Currently it is difficult or impossible without extra context to
correctly case-map the characters U+0069 LATIN SMALL LETTER I and
U+0049 LATIN CAPITAL LETTER I. In most languages, these two characters
are lowercase and uppercase versions of each other, respectively.
Turkish, however, employs different case-mappings: the uppercase
version of LATIN SMALL LETTER I is U+0130 LATIN CAPITAL LETTER I WITH
DOT ABOVE, and the lowercase version of LATIN CAPITAL LETTER I is
U+0131 LATIN SMALL LETTER DOTLESS I.

The extra context that is required is not always available,
and even if it is available or can be guessed at (by detecting the
presence of characteristically Turkish characters or character
sequences), it imposes a burden on every user of case-mapping
either to do additional processing or to accept occasionally
incorrect results or both.

There are other cases of language-specific case-mappings, the
best known of which is the convention that French accented
vowels lose the accent when capitalized. This is not true in
Canadian French, and I am told that it is an artifact of
French typewriters and is in the process of being discarded
even in France. The Turkish case-mapping, however, is deeply
embedded in Turkish orthography and is not likely to change.

The Proposed Solution:

Introduce two new characters, LATIN CAPITAL LETTER DOTLESS I
and LATIN SMALL LETTER I WITH DOT ABOVE. The first of these
has the same glyphic representation as LATIN CAPITAL LETTER I,
and the second has the same glyphic representation as LATIN
SMALL LETTER I. In addition, LATIN SMALL LETTER I WITH DOT
ABOVE is a compatibility character, canonically equivalent to
LATIN SMALL LETTER I followed by U+0307 COMBINING DOT ABOVE.

Precedents:

There is precedent in Unicode for introducing clones of capital
letters that have distinct lower-case forms. In particular,
U+00D0 LATIN CAPITAL LETTER ETH, U+0110 LATIN CAPITAL LETTER D
WITH STROKE, and U+0189 LATIN CAPITAL LETTER AFRICAN D all have
the same glyphic form. They are kept distinct, however, because
of their lowercase forms (respectively U+00F0, U+0111, U+0256),
all of which have distinct glyphs.

Conversely, U+0259 LATIN SMALL LETTER SCHWA and U+01DD LATIN
SMALL LETTER TURNED E are glyphically identical, but are kept
distinct as characters because of their glyphically distinct
uppercase forms U+018F and U+018E.

In addition, there are many Unicode non-letter characters that
are glyphically identical but have been given distinct codepoints
for semantic reasons, typically where an loose-semantics ASCII
character has been given multiple equivalents, each with
precise semantics.

Combining Characters:

The Unicode Standard (version 2.0, p. 6-7) prescribes that LATIN
SMALL LETTER I followed by any top diacritic loses its native dot;
consequently, LATIN SMALL LETTER I followed by COMBINING DOT ABOVE
looks exactly like LATIN SMALL LETTER I with no diacritic. When
mapped to uppercase, however, the difference is visible.

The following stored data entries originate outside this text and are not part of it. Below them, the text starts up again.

Issue #868, opened 2018-03-28
Locale selector for translator


lcharette:
The translator service can only work with one defined locale. We need a way to force a locale, for example when sending an email to a non-user. We can't simply use the logged-in user locale in that case.

lcharette:
I started looking into this and I need your feedback on something. Here's my current plan. Basically, it's one locale per translator instance : 

```
$translator = new Translator('EN_us');
$translator->translate('HOME'); // Home

$translator_fr = new Translator('FR_fr');
$translator_fr->translate('HOME'); // Accueil
```

In this case, the Translator object can load and cache all keys for the selected locale. It will load all files for the defined locale, and would be able to return the locale metadata (#850; eg. `$translator->getLocaleAuthor()`) and so on. But it does change the whole behavior of the current translator, which the constructor accept [an array of keys](https://github.com/userfrosting/i18n/blob/c964f2dd4bb4ca66a1ea61ea94bf51cf0844a2d9/src/MessageTranslator.php#L40) generated by the [LocalePathBuilder](https://github.com/userfrosting/i18n/blob/c964f2dd4bb4ca66a1ea61ea94bf51cf0844a2d9/src/LocalePathBuilder.php#L35).

This solution would effectively merge the `Translator` and the `LocalePathBuilder` into the same class, but the Translator service would then only be able to translate one locale. So translating into a different locale would require a new instance (like the example above), or use a method to switch the overall locale (eg. `$translator->loadLocale('ES_es');`)

amosfolz:
This would mean any missing or incomplete keys would no longer fall back to a "base" locale?

lcharette:
No, as the fallback locale will be defined in the metadata.

amosfolz:
I think it's a good plan then. Would the client-side code still work the same?

lcharette:
Goal is for `->translate(...)` to stay the same

lcharette:
This as been implemented with new version of i18n for UF 4.4

Issue #671, opened 2017-03-20
Tool for creating/updating language files


alexweissman:
I think it would make it a lot easier for translators, if we had some kind of interactive tool for creating language files, as well as updating them when changes are made to `en_US`.

We also have quite a few languages in UF3 that still need to be ported over to UF4, and I think this would be easier to get done if we had a tool:

- Spanish
- Dutch
- Italian
- Turkish
- Romanian

amosfolz:
Is the idea for the bakery to be used as the _interactive tool?_.

lcharette:
I think that was Alex initial idea. 

I think the first thing we need is a way to generate a list of keys available in English, but not in X language. #850 & #868 might be need first.

lcharette:
A new Bakery command, `locale:compare`, has been added for UF 4.4.0. This will makes it easier to detect values that needs to be translated. Not a fully interactive tool, but I think it's enough for now. See other comment here about future commands we could add : https://github.com/userfrosting/UserFrosting/pull/992#issuecomment-578563058

PR #992, opened 2019-06-04
Locale:* bakery command

amosfolz:
Adds three Bakery commands:
- `locale:missing-keys` check for missing locale `keys`
- `locale:missing-values` check for empty/duplicate locale `values`.
- `locale:fix-keys` Fix locale keys by adding any missing key:values from another locale. I.e. add all key:values that exist in `en_US` locale files (but not in `es_ES` files) into `es_ES` locale files. 

`locale:fix-keys` can also be used to create the folder structure and all locale files for a brand new locale.


lcharette:
Related #671

amosfolz:
> 
> 
> Also, quick note about that code vs testing. You have a `foreach` in a `foreach` in an `if` in a `foreach`... This will probably make it hard to create a meaningful test for that class. You should look at separating the code into more protected methods to avoid this nesting. One example, the `table` io generation should be in it's own method. This would also means it could probably be reused between both commands.
> 
> (And yes, I know. [`MigrateStatusCommand`](https://github.com/userfrosting/UserFrosting/blob/master/app/sprinkles/core/src/Bakery/MigrateStatusCommand.php) is the opposite of what I just said :P )

I will need some help on how to do this in a different way. Basically this entire command revolves around a whole lot of arrays...

amosfolz:
Below is a picture of what the code currently produces: 
image

Or, you can just compare two locales:

image

app/sprinkles/core/src/Bakery/LocaleFixKeysCommand.php
```diff
@@ -0,0 +1,205 @@
...
+     */
+    protected function fix($base, $alt, $filePath)
+    {
+        //If the directory does not exist we need to create it recursively.
+        if (!file_exists(dirname($filePath))) {
+            mkdir(dirname($filePath), 0777, true);
+        }
+
+        // Build the respository and then merge in each locale file.
+<<<<<<< HEAD
```
lcharette: You have some merging conflict here...

amosfolz:
I am not sure why Travis failed as this PR has nothing to do with `userControllerTest`...

lcharette:
False negative. I relaunched the test

amosfolz:
This is ready for another review.

lcharette:
I've made some changes in 8e13cc7. Most changes are style related or adding the PHP 7 type hint for method arguments and return values. I've also optimized the code to make use of return value where possible instead of class properties. Also FYI, class properties where marked as **static** (eg. `protected static $path;`), which is not necessary in this case (they were not called statically). 

In the bigger changes:
- There was a edge case in `missing-keys` where a key containing an array wouldn't display as missing if the target locale had the key, but containing a string. 
- I changed the `locale:fix-keys` options from `-f` to `-l`. `f` should be associated with `force` whenever possible. In this case, I added the force option so the confirmation can be skipped.

Let me know if some of my changes doesn't give the right result, or if you don't understand some of them (might be my personal coding preference). 

Before merging this in, I'll try to add some tests for those three commands.

lcharette:
I've been thinking about this command since my last commit and I think the whole logic of comparing the files is flawed. 

The commands you created compares the content of `locale/en_US/messages.php` with `locale/es_ES/messages.php` for example. The problem is comparing files doesn't represent the end result which merge all arrays from all files. It is great to do single file comparison, but let's say the Spanish translation is in `locale/es_ES/mensajes.php`. The commands will show all keys from the English as missing, but the translation will actually works in UF.

I could also create false positive if the core translation has a key that contains an array (`'FOO' => array(...);`), but a sprinkle overwrite that (`'FOO' => 'BAR';`).

I think it would be best if the translator would have a feature to return a list of all registered keys. Since 4.4 Milestone focus on translation improvement, I'll push this feature to 4.4. At the same time, improvements to the `i18n` package (#868) will probably help with this, and it also means the comparison can probably be moved to i18n and the translator itself.

amosfolz:
I think this entire feature has had a lot of creep outside what I was really trying to accomplish. As per @alexweissman original post in #671 , this was primarily meant to be a tool for helping to keep the built-in translation files up-to-date. 

> The commands you created compares the content of locale/en_US/messages.php with locale/es_ES/messages.php for example. The problem is comparing files doesn't represent the end result which merge all arrays from all files. It is great to do single file comparison, but let's say the Spanish translation is in locale/es_ES/mensajes.php. The commands will show all keys from the English as missing, but the translation will actually works in UF.

This is true but I'm not sure it's necessarily a flaw. I think when you write code there are assumptions that have to be made. In this situation the assumption is that a standardized, logical naming schema will be used for translation files. It seems it would get extremely complicated to write code that will update/create the translation files without these simple file naming conventions in place. 

> I think it would be best if the translator would have a feature to return a list of all registered keys. Since 4.4 Milestone focus on translation improvement, I'll push this feature to 4.4. At the same time, improvements to the i18n package (#868) will probably help with this, and it also means the comparison can probably be moved to i18n and the translator itself.

I'm fine with this but I still think https://github.com/userfrosting/UserFrosting/pull/1006 needs to be considered for `4.3`. This will allow translators to update any missing translations and can be added in `4.3.*`

lcharette:
Maybe both method of comparing a locale could live? 🤔 

> I'm fine with this but I still think #1006 needs to be considered for `4.3`. This will allow translators to update any missing translations and can be added in `4.3.*`

I agree. Changed #1006 to 4.3 milestone.

amosfolz:
> I think it would be best if the translator would have a feature to return a list of all registered keys. 

I think this could pretty easily be done by adding a method or two to the `MessageTranslator` class.
For example:
```
        $locator = $this->ci->locator;
        $builder = new LocalePathBuilder($locator, 'locale://', [en_US]);
        $loader = new ArrayFileLoader($builder->buildPaths());
        $translator = new MessageTranslator($loader->load());
```
$translator will have an array of all `en_US` keys.

We could just add a method to return [`$translator->items`](http://api.userfrosting.com/source-class-UserFrosting.I18n.MessageTranslator.html#42), which would be an array of all `en_US` keys/values in this example. 

I actually looked back at my notes and this was my original approach for comparison between two different locales, but ended up changing it because because I couldn't see a way to find what files had what keys defined.

lcharette:
That would probably work great with #868, so you can get a list of keys directly : 

```
$keys = $translator->getKeys();
$FrKeys = $trsanslator->getKeys('fr_FR');
```

lcharette:
@amosfolz I've reworked your command into a single `locale:compare` command. Having `missing-keys` and `missing-values` was weird. The compare command list all difference between the two locales. Obviously, the new command makes uses of the new methods available in `i18n` to list all keys (and the actual comparison has been moved to `i18n` also).

Regarding the `locale:fix` command, I don't think it's a good fit yet. The points I didn't like was the use of `php-cs-fixer` inside the code (makes it required in the non-dev composer packages) and the fact the file are actually modified (which required the necessary permissions).

What I propose, is we add in future version an `output` argument to the `compare:locale`, and eventually create a new command, which will output the difference, or the whole locale, in a specific version (display, cvs, txt, array, etc.)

Unicode already specifies that the sequence of LATIN CAPITAL LETTER I
followed by COMBINING DOT ABOVE is canonically equivalent to
LATIN CAPITAL LETTER I WITH DOT ABOVE. Introducing the new
character LATIN SMALL LETTER I WITH DOT ABOVE simply provides a
correct 1-1 roundtrip case-mapping for LATIN CAPITAL LETTER I WITH
DOT ABOVE.

If the proposed LATIN SMALL LETTER I WITH DOT ABOVE is rejected as
introducing an unnecessary compatibility character, then the same effect
can be produced by representing it in the decomposed form and
case-mapping each character individually.

Character Properties:

The entries in the Character Properties database for these new
characters would look something like this:

0218;LATIN CAPITAL LETTER DOTLESS I;Lu;0;L;;;;;N;;;;0131;
0219;LATIN SMALL LETTER I WITH DOT ABOVE;Ll;0;L;;;;;N;;;0130;;0130

In addition, the lowercase mapping for U+0130 would be changed
from 0069 to 0219, and the uppercase and titlecase mappings for
U+0131 would be changed from 0049 to 0218.

If the proposed U+0219 is rejected, then at any rate the lowercase
mapping for U+0130 should be set to null rather than the incorrect
0069, which loses information. Correct lowercasing can then be
achieved by decomposition.

Transcoding Issues:

The chief objection to this proposal would be that transcoding
from 8859-9 to Unicode would become more difficult. Incoming
4/9 and 6/9 characters would be mapped to U+0218 and U+0219
only in Turkish text, whereas non-Turkish text would require the
default mappings to U+0049 and U+0069. This would undoubtedly
be an additional burden.

(If the character U+0219 is rejected as unnecessary, then 6/9
would be transcoded under this proposal to U+0069 U+0307.)

On the other hand, this means that the language-interpretation
effort needs to be done only once, when the text is imported
into the Unicode world, rather than every time a case-mapping
must be performed. It also means that the burden is placed only
on those who use Turkish text, rather than on every user.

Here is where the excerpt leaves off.